Collected data:

PR #536, opened 2025-06-17
test: refactor Spark remote fixture

linhr:
In Spark 4.0, the PySpark process has different Java classpath configured depending on whether Spark Connect is used ([code](https://github.com/apache/spark/blob/v4.0.0/launcher/src/main/java/org/apache/spark/launcher/AbstractCommandBuilder.java)). This means we can either run the Python tests against Sail or JVM Spark, but not both. This PR updates the pytest fixture to accommodate this change.

Being able to run Python tests against JVM Spark also helped us discover tests that do not accurately reflect Spark behaviors, or tests not resilient to output ordering.

### DIFF
--- a/python/pysail/tests/spark/test_dml.py
+++ b/python/pysail/tests/spark/test_dml.py
@@ -26,35 +26,35 @@ def person_table(spark):
 
 
 def test_insert_single_value(spark):
-    spark.sql("INSERT INTO person VALUES (101, 'Foo', 99)")
+    spark.sql("INSERT INTO person VALUES (101, 'Shehab', 99)")
     actual = spark.sql("SELECT * FROM person WHERE id = 101").toPandas()
     expected = pd.DataFrame(
-        {"id": [101], "name": ["Foo"], "age": [99]},
+        {"id": [101], "name": ["Shehab"], "age": [99]},
     ).astype({"id": "int32", "name": "str", "age": "int32"})
     assert_frame_equal(actual, expected)
 
 
 def test_insert_multiple_values(spark):
-    spark.sql("INSERT INTO person VALUES (201, 'Foo', 99), (202, 'Bar', 2), (203, 'Baz', 9000)")
+    spark.sql("INSERT INTO person VALUES (201, 'Shehab', 99), (202, 'Alice', 2), (203, 'Bob', 9000)")
     actual = spark.sql("SELECT * FROM person WHERE id IN (201, 202, 203)").toPandas()
     expected = pd.DataFrame(
-        {"id": [201, 202, 203], "name": ["Foo", "Bar", "Baz"], "age": [99, 2, 9000]},
+        {"id": [201, 202, 203], "name": ["Shehab", "Alice", "Bob"], "age": [99, 2, 9000]},
     ).astype({"id": "int32", "name": "str", "age": "int32"})
     assert_frame_equal(actual, expected)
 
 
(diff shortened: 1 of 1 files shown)


python/pysail/tests/spark/conftest.py
```diff
@@ -22,30 +24,15 @@ def remote():
...
-    sail.stop()
-
-
-@pytest.fixture(scope="module")
-def spark():
-    os.environ["SPARK_LOCAL_IP"] = "127.0.0.1"
-    os.environ["SPARK_LOCAL_REMOTE"] = "true"
-    sc = SparkContext("local", "Spark")
-    spark = SparkSession(sc)
+def spark(remote):
```
linhr, line 27: Instead of having two fixtures `sail` and `spark`, we now have only one fixture `spark` that can be either the Sail server, or JVM Spark server.

python/pysail/tests/spark/test_dml.py
```diff
@@ -1,192 +1,171 @@
-import random
-
 import pandas as pd
 import pytest
 from pandas.testing import assert_frame_equal
 
+from pysail.tests.spark.utils import is_jvm_spark
+
+# TODO: We should revisit all DML tests once we support lakehouse formats.
```
linhr, line 7: The DML tests are skipped for now since there is more work involved. The tests would become useful when we work on lakehouse formats.

python/pysail/tests/spark/test_dml.py
```diff
@@ -1,192 +1,171 @@
...
-    sail.sql("DROP TABLE person")
+    spark.sql("DROP TABLE person")
 
 
-def test_insert_single_value(sail):
-    p_id = random.randint(0, 1000000)  # noqa: S311
-    sail.sql(f"INSERT INTO person VALUES ({p_id}, 'Shehab', 99)")  # noqa: S608
-    actual = sail.sql(f"SELECT * FROM person where id = {p_id}").toPandas()  # noqa: S608
+def test_insert_single_value(spark):
+    spark.sql("INSERT INTO person VALUES (101, 'Foo', 99)")
```
linhr: 1. We no longer use random data. Using fixed values improve readability of the tests. And the determinism actually let me find the issue that the warehouse data is not properly cleaned up after the test.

PROBLEM DESCRIPTION
From the entries, copy every line in which the word "either" occurs.

OUTPUT OF THE EXERCISE
In Spark 4.0, the PySpark process has different Java classpath configured depending on whether Spark Connect is used ([code](https://github.com/apache/spark/blob/v4.0.0/launcher/src/main/java/org/apache/spark/launcher/AbstractCommandBuilder.java)). This means we can either run the Python tests against Sail or JVM Spark, but not both. This PR updates the pytest fixture to accommodate this change.
linhr, line 27: Instead of having two fixtures `sail` and `spark`, we now have only one fixture `spark` that can be either the Sail server, or JVM Spark server.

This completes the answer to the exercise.